Back in May, a team from the University of Pittsburgh demonstrated that their own llama-derived nanobody could also prevent and treat Covid in hamsters when administered through a nasal spray. Like the treated hamsters in the Oxford study, these animals lost minimal weight after infection and had much less virus in their lungs than their untreated counterparts.
For Paul Duprex, a professor of microbiology and molecular genetics at the University of Pittsburgh and one of the senior authors on that study, expanding the menu of nanobodies that could treat Covid represents an important advance. “What we’re really excited about is the use of combinations of different antibodies as a mechanism of overcoming variants,” he says. Imagine a variety of nanobodies administered as a cocktail; if a viral mutation prevents one nanobody from binding, others might be able to compensate.
But despite their unusual biological resemblance to us in one aspect, hamsters are far from human. They are much smaller, for one thing, and Covid progresses in them more quickly. C5 and the other nanobodies still have a long way to go before they can be used to treat people—there’s no guarantee that what works in hamsters will prove successful in humans. “The proof of the pudding is in the eating,” Duprex says. “Let’s see where it goes.” And we won’t know immediately; the human clinical trial process is rigorous and takes time.
Nevertheless, the successful hamster experiments represent a major step forward from the Oxford team’s llama nanobody work last summer. They are already tentatively excited about what nanobodies could mean for the treatment of respiratory illnesses. Since they can be administered intranasally, a person who tests positive for Covid could—in theory—quickly and easily take a treatment at home. Naismith imagines that someone about to enter a high-risk environment, like a nursing home or hospital, could protect themselves from infection by taking a preventative dose.

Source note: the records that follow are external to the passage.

PR #218, opened 2025-06-09
Footer and Header data fetch

### LINKED ISSUE #43: (SP: 2)Fetch Footer Data from Backend
📋 Description
Replace hardcoded footer content with dynamic data fetched from the backend. Implement an API endpoint that returns structured footer data stored in MongoDB.

✅ Acceptance Criteria
 An API endpoint is created that returns footer data (e.g. GET /api/footer)

 Footer data is stored in MongoDB (e.g. in a footer collection)

 The frontend fetches this data either in the layout or in a dedicated component

 Optional: Localization support is handled if needed

### LINKED ISSUE #168: (SP:1) Fetch Header Data from Backend
###  Description
Update the `Header` component to load dynamic data from the backend instead of using hardcoded values.  

---

Mike-Popovych:
###  Description

This pull request introduces a structural and functional foundation for data-driven footer and header components, following Domain-Driven Design (DDD) principles.

https://github.com/user-attachments/assets/42859974-175a-46f1-9a2b-0a34ea7556c0

###  Features

-  Implemented folder structure based on **DDD** principles
-  Set up **DI container** using the `awilix` library
-  Added **new collections** to the remote database:  
  - `foundationInfos`  
  - `navigations`
-  Created **repositories** for fetching data for the footer and header
-  Developed **services** to handle footer and header logic
-  Integrated dynamic data into the **Footer component**
-  Added unit tests for:
  - Repository logic  
  - Service logic  
  - Updated tests for the server component: Footer
-  All data is fetched **based on the current locale**

###  Checklist

- [x] Follows DDD architecture
- [x] Uses dependency injection via Awilix
- [x] Collections added to remote DB
- [x] Data-driven Footer rendering
- [x] Locale-aware data fetching
- [x] Tests included and updated


app/repositories/foundation-info/foundationInfo.repository.ts
```diff
@@ -0,0 +1,70 @@
...
+import { BrandingInfo } from '~/models/foundation-info/foundationInfoBranding';
+import { ContactInfo } from '~/models/foundation-info/foundationInfoContact';
+import { PublicInfo } from '~/models/foundation-info/foundationInfoPublic';
+import { hrefSchema } from '~/validators/constants';
+import { brandingInfoSchema, contactInfoSchema, publicInfoSchema } from '~/validators/foundationInfo.schema';
+
+export const contactRepository = {
+  async getContactInfo(): Promise<ContactInfoData> {
+    const result = await ContactInfo.findOne({ slug: 'contact-info' })
+      .select('email phone contactButtonLink socialLinks')
```
Iarynovskyi:
```suggestion
      .select('email phone contactButtonLabel socialLinks')
```
Maybe this correct ? 
Because in `faundationInfoContact` model i saw this field instead of `contactButtonLink `

Or is here correct variant so change it in `faundationInfoContact` to correct one
Because I think that the link should be returned here and this comes

Знімок екрана 2025-06-09 о 18 55 16

app/services/footerService.ts
```diff
@@ -0,0 +1,40 @@
+import { Locale } from 'next-intl';
+
+import type { FooterServiceDeps } from '~/types/types/foundationInfo.type';
+
+import dbConnect from '~/db/connect';
```
Iarynovskyi: The service layer should not know anything about DB and especially not initialize it, even if it is already in the cache, so it needs to be moved either to the repository layer or to the project creation layer

app/services/footerService.test.ts
```diff
@@ -0,0 +1,117 @@
+import { Locale } from 'next-intl';
+
+import type { FooterServiceDeps } from '~/types/types/foundationInfo.type';
+
+import { createFooterService } from '~/services/footerService';
+
+jest.mock('~/db/connect', () => ({
```
Iarynovskyi: If the DB connection initialization is done inside the service layer, then testing that service requires mocking the DB connection, because the service depends on the concrete implementation of data access

However, if you move the DB connection logic to the repository layer — which is responsible for data access — then the service layer depends only on abstractions (repository interfaces), not on the database details. This makes testing the service simpler since it does not know anything about the DB and thus does not require mocking the DB connection.

app/services/headerService.test.ts
```diff
@@ -0,0 +1,54 @@
+import { Locale } from 'next-intl';
+
+import { createHeaderService } from '~/services/headerService';
+
+jest.mock('~/db/connect', () => ({
```
Iarynovskyi: Here as well

app/shared/components/Footer/footer-social-media/social-media-icon/SocialMediaIcon.tsx
```diff
@@ -11,7 +12,7 @@ interface SocialMediaIconProps {
 
 const SocialMediaIcon = ({ icon, href }: SocialMediaIconProps) => {
   return (
-    <Link href={href} key={icon}>
+    <Link href={href} key={icon} target="_blank">
```
Iarynovskyi, line 15: Just curious, why did you change it here and change `import { Link } from '~/i18n/navigation'`  to `import { Link } from '@mui/material'` ?

app/di/container.ts
```diff
@@ -0,0 +1,11 @@
+import { createContainer } from 'awilix';
+
+import { registerRepositories } from './modules/repositories.module';
+import { registerServices } from './modules/services.module';
+
+export function createRequestContainer() {
```
Iarynovskyi, line 9: I think we may encounter a problem where multiple containers will be created when requests are made in different components, as I see it

`const { supportButtonLink } = await createRequestContainer().resolve('headerService').getHeaderData(locale);`

so make DI-container as a singleton

app/shared/components/Footer/Footer.consts.ts
Iarynovskyi, line 1: Do not forget to also remove the phrases from the translations files that now come from DB

app/models/navigation/navigation.ts
```diff
@@ -0,0 +1,28 @@
...
+    en: { type: String, required: true }
+  },
+  { _id: false }
+);
+
+const linkSchema = new mongoose.Schema(
+  {
+    label: { type: translatedFieldSchema, required: true },
+    href: { type: String, required: true },
+    visibility: { type: String, enum: ['true', 'false'], default: 'true' }
```
bandvov: Why visibility is string? Shouldn't it be boolean?

app/services/footerService.ts
bandvov: It should be moved to repository layer

app/shared/components/Footer/footer-social-media/social-media-icon/SocialMediaIcon.tsx
Mike-Popovych: I changed it because the links in this component point to external websites (like Instagram or Facebook), so we don’t need to use Next.js internal navigation.

app/repositories/foundation-info/foundationInfo.repository.ts
Mike-Popovych: I’ll remove the contactButtonLink — I just re-read the user story, and the button is supposed to open a modal window, not navigate anywhere.

app/models/navigation/navigation.ts
Mike-Popovych: Yes, I’ve fixed it

app/repositories/foundation-info/foundationInfo.repository.ts
Iarynovskyi: OK, i see that you delete it now from `faundationContactInfo` but here you forgot to delete it, so please delete it here too

app/repositories/navigation/navigation.ts
Iarynovskyi, line 1: Keep the same style of naming please
Or `some.repository.ts` like you wrote in `/fundation-info` folder
Or without `.repository.` suffix like you wrote in this file

app/types/types/dto/foundationInfo.dto.ts
Iarynovskyi, line 1: **This comment for all `dto`, `repository` and `services` folders in `types` folder**

This types looks like domain layer in DDD patern and maybe we can move them to some separate `domain` folder outside from this `types` ?
And i think that all logic with db we can move to `infrastructure` folder ( repositories, db-connection, models and maybe validators, because now i see that we use Zod only for db )

In this way, it seems to me that a project based on this pattern will be better structured

app/domain/dto/foundationInfo.dto.ts
```diff
@@ -0,0 +1,24 @@
+export type ContactInfoData = {
```
Iarynovskyi:
```suggestion
export type ContactInfoDTO = {
```
I think it would be more understandable  
If we write SomeDTO naming for all DTOs

app/infrastructure/models/navigation/navigation.ts
```diff
@@ -0,0 +1,28 @@
+import mongoose from 'mongoose';
+
+const translatedFieldSchema = new mongoose.Schema(
+  {
+    uk: { type: String, required: true },
+    en: { type: String, required: true }
+  },
+  { _id: false }
+);
```
Iarynovskyi: Move this `translatedFieldSchema` to some separate file, because you use it in many models, not only here

app/infrastructure/models/foundation-info/foundationInfoPublic.ts
```diff
@@ -0,0 +1,27 @@
...
+        copyright: {
+          uk: { type: String, required: true },
+          en: { type: String, required: true }
+        },
+        links: [
+          {
+            label: {
+              uk: { type: String, required: true },
+              en: { type: String, required: true }
+            },
```
Iarynovskyi: For example here

app/infrastructure/repositories/foundation-info/foundationInfo.repository.ts
```diff
@@ -0,0 +1,65 @@
...
+    const parsed = publicInfoSchema.parse(result);
+
+    return {
+      copyright: parsed.copyright[locale],
+      links:
+        parsed.links?.map((link) => ({
+          label: link.label[locale],
+          href: link.href
+        })) ?? []
+    };
```
Iarynovskyi: Maybe not good time for this, but here repository level know about user locale and if i correct know its bad
Only service or API layer can know about it
So maybe we can return here only parsed data and than in service layer use another zod schema that will be used like you here return data here ?
Знімок екрана 2025-07-02 о 17 43 14

So what you think about it ? Because its only my spontaneous idea

Mike-Popovych: Good idea, I’ll fix it.

Iarynovskyi (approved):
Awesome job!

danikua (approved):

bandvov (approved):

And sprays have another important advantage—they go directly into the airway. “It actually targets the site of infection in respiratory diseases like Covid,” Pymm says. With nanobodies protecting the throat and lungs, Covid might never be able to gain a hold in someone’s body.

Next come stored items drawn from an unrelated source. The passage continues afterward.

PR #221, opened 2025-06-09
Implemented ImageWithCaption component

### LINKED ISSUE #197: (SP:2) Implement ImageWithCaption component
Implement ImageWithCaption component. It consists of image, caption and border.

- [ ] Implement ImageWithCaption component
- [ ] Cover component with unit tests

**It should look like this:**
Image

**Or like this:**
Image

VKormylo:
Implemented ImageWithCaption component. This is reusable component for images with caption. You can specify sizes for different breakpoints for both image and border.

**Component takes these props:**

- src: string - src of image
- alt: string - alt for image
- caption: string - caption text
- sizes: object - responsive values for width and height
- border: object - placement of border and it's sizes
- containerSx?: sx - sx styles for container
- captionSx?: sx - sx styles for caption

**Completed tasks:**

- [x] Implemented ImageWithCaption component
- [x] Covered component with unit tests
- [x] Ensured it is responsive according to figma mockups

**Demonstration of how it looks:**

https://github.com/user-attachments/assets/9cd486db-d6d1-46bb-a200-0a679648b291

**Used code:**
image

**Results of tests:**
image
image

### DIFF
--- a/app/lib/utils/generateSizesAttribute.ts
+++ b/app/lib/utils/generateSizesAttribute.ts
@@ -7,7 +7,7 @@ type BreakpointKey = keyof typeof theme.breakpoints.values;
 export function generateSizesAttribute(sizes: Pick<ElementSizes, 'width'>): string {
   const breakpoints = theme.breakpoints.values;
 
-  const entries = Object.entries(sizes.width || {})
+  const entries = Object.entries(sizes.width)
     .filter(([bp]) => bp in breakpoints)
     .sort((a, b) => breakpoints[a[0] as BreakpointKey] - breakpoints[b[0] as BreakpointKey])
     .map(([bp, val], index, arr) => {
--- a/app/lib/utils/generateSizesAttribute.ts
+++ b/app/lib/utils/generateSizesAttribute.ts
@@ -2,17 +2,19 @@ import { theme } from '~/ds-components/theme/Theme';
 
 import { ElementSizes } from '~/types/types/common.types';
 
+type BreakpointKey = keyof typeof theme.breakpoints.values;
+
 export function generateSizesAttribute(sizes: Pick<ElementSizes, 'width'>): string {
   const breakpoints = theme.breakpoints.values;
 
-  const entries = Object.entries(sizes.width)
+  const entries = Object.entries(sizes.width || {})
     .filter(([bp]) => bp in breakpoints)
-    .sort((a, b) => breakpoints[a[0] as keyof typeof breakpoints] - breakpoints[b[0] as keyof typeof breakpoints])
+    .sort((a, b) => breakpoints[a[0] as BreakpointKey] - breakpoints[b[0] as BreakpointKey])
     .map(([bp, val], index, arr) => {
-      const max = breakpoints[bp as keyof typeof breakpoints];
+      const max = breakpoints[bp as BreakpointKey];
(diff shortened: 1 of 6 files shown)


uliaescha (approved):

app/shared/components/image-with-caption/ImageWithCaption.tsx
```diff
@@ -0,0 +1,47 @@
...
+  src,
+  alt,
+  sizes,
+  caption,
+  border,
+  containerSx = {},
+  captionSx = {}
+}) => {
+  const sizesAttibute = generateSizesAttribute(sizes);
+
```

While producing llama nanobodies is slow when the llamas do it, they can be synthesized cheaply and easily in yeast and bacteria—and they don’t require sophisticated storage like human antibodies do. “Nanobodies are more robust, and they can be kept even at warm temperatures,” Huo says, which means that they could perhaps be more easily distributed to low-income regions, where refrigeration may be an issue.
The Oxford team hopes to start moving through human clinical trials soon, but they also hope that, by the time any treatment might be approved, vaccines and other measures will have already ended the pandemic. Even if these nanobodies are never used to treat Covid, Naismith says that what they’ve learned will still be valuable. “We’ll get through the clinical trials and get that accumulated knowledge, so that when the next thing comes—the next respiratory disease—then we know the road map,” he says.
During future pandemics, lab-generated nanobodies could potentially work as a stopgap measure until vaccines can be rolled out. “We can’t go much faster on vaccines than we went—they’re always going to be a few months,” Naismith says. “Nanobodies could be faster than vaccines, at least in that early stage.”